▶ MATERIAL PROVIDED
PR #1206, opened 2020-10-27
Make it possible to pass a Pagination object into WorkList.groups

leonardr:
This branch makes it possible to pass a Pagination object into `WorkList.groups`. The `size` associated with the Pagination object restricts the maximum size of each individual sublane, without restricting the size of the overall feed.

This operates in conjunction with a circulation branch (https://github.com/NYPL-Simplified/circulation/pull/1512) that uses this feature to limit the size of the "jackpot" feed.


lane.py
```diff
@@ -1907,18 +1913,23 @@ def _groups_for_lanes(
...
-        target_size = library.featured_lane_size
-
-        # We ask for a few extra works for each lane, to reduce the
-        # risk that we'll end up reusing a book in two different
-        # lanes.
-        ask_for_size = max(target_size+1, int(target_size * 1.10))
-        # TODO: we're reusing this pagination object, which means
-        # page_loaded will be called multiple times. Could this be a
-        # problem?
-        pagination = Pagination(size=ask_for_size)
```
leonardr, line 1921: This TODO became a warning in the docstring.

lane.py
```diff
@@ -1994,12 +2004,13 @@ def _done_with_lane(lane):
...
                 for x in lane.groups(
-                    _db, include_sublanes=False, facets=facets,
+                    _db, include_sublanes=False,
+                        pagination=pagination, facets=facets,
                 ):
                     yield x
 
     def _featured_works_with_lanes(
-        self, _db, lanes, facets, pagination, search_engine, debug=False
+        self, _db, lanes, pagination, facets, search_engine, debug=False
```
leonardr, line 2013: This makes the method signatures consistent -- pagination always comes before facets.

tests/test_lane.py
```diff
@@ -4172,8 +4182,26 @@ def works(self, _db, facets, *args, **kwargs):
...
+        # If no pagination object is passed in (the most common case),
+        # a new Pagination object is created based on the featured lane
+        # size for the library.
+        groups = list(
+            parent._groups_for_lanes(self._db, relevant, queryable, None,
+                                     facets)
+        )
+
+        (ignore1, pagination, ignore2) = parent._featured_works_with_lanes_called_with
+        assert isinstance(pagination, Pagination)
```
vbessonov, line 4248: Should we care about consistency and try to use `eq_` as much as possible? For example, does it make sense to replace this code with the following?
```python
eq_(True, isinstance(pagination, Pagination))
```

opds.py
```diff
@@ -587,20 +589,21 @@ def groups(cls, _db, title, url, worklist, annotator,
...
-                _db, title, url, worklist, annotator, facets,
-                search_engine, search_debug
+                _db=_db, title=title, url=url, worklist=worklist,
+                annotator=annotator, pagination=pagination, facets=facets,
+                search_engine=search_engine, search_debug=search_debug
             )
 
         return CachedFeed.fetch(
-            _db, worklist=worklist, facets=facets, pagination=None,
+            _db=_db, worklist=worklist, facets=facets, pagination=pagination,
```
vbessonov: Does it make sense to change the order in which parameters are passed and pass `pagination` before `facets`?

lane.py
```diff
@@ -1907,18 +1913,23 @@ def _groups_for_lanes(
...
+            # No pagination object was provided. Our target size is
+            # the featured lane size, but we'll ask for a few extra
+            # works for each lane, to reduce the risk that we end up
+            # reusing a book in two different lanes.
+            target_size = library.featured_lane_size
+
+            # We ask for a few extra works for each lane, to reduce the
+            # risk that we'll end up reusing a book in two different
+            # lanes.
+            ask_for_size = max(target_size+1, int(target_size * 1.10))
```
vbessonov, line 1929: Could you tell when it's possible?

vbessonov (approved):
I added a couple of minor suggestions related to the code style and a question about need to ask for extra works for each lane.

opds.py
leonardr: Good idea.

lane.py
leonardr: Sure, let's say you have a lane for "Romance" and a lane for "Fantasy". Since a book can be classified in multiple genres, it might happen that we randomly pick the same "romance fantasy" book for both lanes.

tests/test_lane.py
leonardr: I'm not terribly concerned about this.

▶ WHAT YOU HAVE TO DO
Taking the material above one line at a time, count the lines that include "parent" as a word or string, and give only that number.

▶ REPLY TO THE TASK
2